Cydney W. "Cyd" Adams (1949–2005) was an American poet and academic. Known for his masterful command of imagery and language in his works, his writing is sometimes looked upon as a successor to the work of Dylan Thomas, who was one of Adams' chief influences.  Adams portrayed his background as an East Texas farmer and his passion for hard physical labor into his writing. Adams had a masterly, elegant way of writing about the trials and tribulations of the common working man. His depictions of East Texas and its people earned him the title of Poet Laureate of East Texas in 2001, and many of his poems are acknowledged as some of the best poetry written in any language.
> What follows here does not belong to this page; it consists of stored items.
Issue #66, opened 2023-07-12
[FEAT] Multiple Author Support


Oricul:
**Is your feature request related to a problem? Please describe.**
Some scripts may have multiple authors, or be abandoned and picked up by someone else.

**Describe the solution you'd like**
Support an author array in manifest.

**Describe alternatives you've considered**
I've thought about the description field, but it would make things too bulky for users I think.

**Additional context**
![Example](https://files.catbox.moe/qfn7vd.png)

aclist:
Sounds great and easy to implement, agree that we shouldn't be stuffing the description field too much

PR #86, opened 2023-07-13
Feature: Multiple author support

Oricul:
While implementing multi-author support (in an array), I changed some nearby items. I broke HTML strings into their JS counterparts to be more readable. I also made author links link to the current instance instead of kbin.social always.

### DIFF
--- a/kes.user.js
+++ b/kes.user.js
@@ -247,18 +247,58 @@ function showSettingsModal() {
     }
     sidebar.appendChild(sidebarUl);
 
+    function kesFormatAuthorUrl(author) {
+        if (author.includes('@')) {
+            return 'https://' + window.location.hostname + '/u/' + author;
+        } else {
+            return 'https://' + window.location.hostname + '/u/@' + author + '@kbin.social';
+        }
+    }
+
     function openHelpBox(it) {
         const settings = getSettings();
-        settings.lastPage = it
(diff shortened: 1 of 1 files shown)


Oricul:
This PR is to implement https://github.com/aclist/kbin-kes/issues/66 .

aclist:
Very nice, the logic to add elements was unspeakably convoluted and getting unreadable. I keep thinking there is more room to abstract here somewhere by creating smaller functions that construct the elements in a less imperative manner, but it doesn't seem important for now because the UI is mostly fixed now. It would make future changes easier, though

aclist:
Would you mind resubmitting this against `testing` now that the safeGM patch is merged in? I thought I resolved the merge conflict, but ended up killing some chunk of code in the process, so had to revert it. Sorry.

Oricul:
> Would you mind resubmitting this against `testing` now that the safeGM patch is merged in? I thought I resolved the merge conflict, but ended up killing some chunk of code in the process, so had to revert it. Sorry.

Unfortunately I can't.
0 changed files

aclist:
> Can you revert the change in this PR?

Unfortunately I cannot, the content is already stale. If you have a local version of the multi author code that differs from the current state of testing, create a new branch and PR?

PR #246, opened 2020-06-11
BUG: pick better names for some legacy terminology

pcmoore:
I've never wanted my code to be either a reminder or a source of
hurt for others, but it is possible that some older terminology used
in this repository may do just that.  That's a bug we need to fix,
and hopefully this patch does just that.


src/system.c
```diff
@@ -35,9 +35,9 @@
 #include "gen_bpf.h"
 #include "helper.h"
 
-/* NOTE: the seccomp syscall whitelist is currently disabled for testing
+/* NOTE: the seccomp syscall allowlist is currently disabled for testing
  *       purposes, but unless we can verify all of the supported ABIs before
- *       our next release we may have to enable the whitelist */
+ *       our next release we may have to enable the allowlist */
 #define SYSCALL_WHITELIST_ENABLE	0
```
drakenclimber, line 41: Do you want to change the name of this #define as well?

pcmoore: /me smacks forehead

Yes, that needs to be changed as well.  Can you tell I didn't pass the '-i' argument to `grep`? :)

pcmoore:
Merged via 0e762521d604612bb4dca8867d4a428a5e6cae54, closing this out.

src/system.c
drakenclimber: :)

PR #247, opened 2020-06-11
RFE: rename hash() to seccomp_hash() to resolve name collisions when static linking

abudnik:
Since hash() is exposed as a strong symbol, it may lead to link-time
errors when another library defines the same function called `hash()`.
This patch fixes the issue by adding a `seccomp_` prefix.

Testing done: `make check`

### DIFF
--- a/src/gen_bpf.c
+++ b/src/gen_bpf.c
@@ -578,10 +578,10 @@ static int _hsh_add(struct bpf_state *state, struct bpf_blk **blk_p,
 		return -ENOMEM;
 
 	/* generate the hash */
-	h_val_tmp[0] = hash(blk->blks, _BLK_MSZE(blk));
-	h_val_tmp[1] = hash(&blk->acc_start, sizeof(blk->acc_start));
-	h_val_tmp[2] = hash(&blk->acc_end, sizeof(blk->acc_end));
-	h_val = hash(h_val_tmp, sizeof(h_val_tmp));
+	h_val_tmp[0] = seccomp_hash(blk->blks, _BLK_MSZE(blk));
+	h_val_tmp[1] = seccomp_hash(&blk->acc_start, sizeof(blk->acc_start));
+	h_val_tmp[2] = seccomp_hash(&blk->acc_end, sizeof(blk->acc_end));
+	h_val = seccomp_hash(h_val_tmp, sizeof(h_val_tmp));
 	blk->hash = h_val;
 	blk->flag_hash = true;
 	blk->node = NULL;
--- a/src/hash.c
+++ b/src/hash.c
@@ -38,7 +38,7 @@ static inline uint32_t fmix32(uint32_t h)
 }
 
 /* NOTE: this is an implementation of MurmurHash3_x86_32 */
-uint32_t hash(const void *key, size_t length)
+uint32_t seccomp_hash(const void *key, size_t length)
 {
 	const uint8_t *data = (const uint8_t *)key;
 	const uint32_t *blocks;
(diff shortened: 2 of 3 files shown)


pcmoore:
Hi @abudnik.

Please take a look at the [CONTRIBUTING.md](https://github.com/seccomp/libseccomp/blob/master/CONTRIBUTING.md) file, it helps describe how to properly submit patches to the project.  While you tested your changes (thank you!) you didn't include a sign-off line which unfortunately blocks us from accepting your changes.

Also, can you describe the problem you are having, and perhaps provide a simple reproducer if you can?  We currently mark all of our symbols with a hidden visibility and only expose the public API with a default visibility; my understanding is that this should protect against collisions between the internal libseccomp functions and functions defined by the caller.  Is this not correct?  Are you linking statically to libseccomp?

abudnik:
The error message is:
```
/usr/bin/ld: error: ../3rdparty/zookeeper-3.4.8/src/c/.libs/libzookeeper_mt.a(hashtable.o): multiple definition of 'hash'
/usr/bin/ld: ../3rdparty/libseccomp-2.4.3/src/.libs/libseccomp.a(libseccomp_la-hash.o): previous definition here
collect2: error: ld returned 1 exit status
```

Adams was also a professor of English and literature at his alma mater, Stephen F. Austin State University in Nacogdoches, Texas, for nearly 30 years. His passion for teaching and his friendships with many of his colleagues were also recurring themes in his work.

Much of Adams' work has been featured in literary magazines and in anthologies, and in the late 1990s, Adams began a creative partnership with his close friend and colleague Charles Jones, an art professor at SFA. The partnership resulted in the award-winning book "Blackjack Bull Pine and Post-Oak Glade." Some of his other books include "On the Perimeter" and "The Labor That a Man Takes."  All of his publications are included in the Oxford University Library.

Passion for teaching, family, and friendships were recurring themes in his work. He motivated and encouraged students to have high standards. He taught in a way that inspired them to love the material the way he loved it. Above all, he cared about his students and wanted them to learn.   It never failed to disappoint him that some were simply not interested.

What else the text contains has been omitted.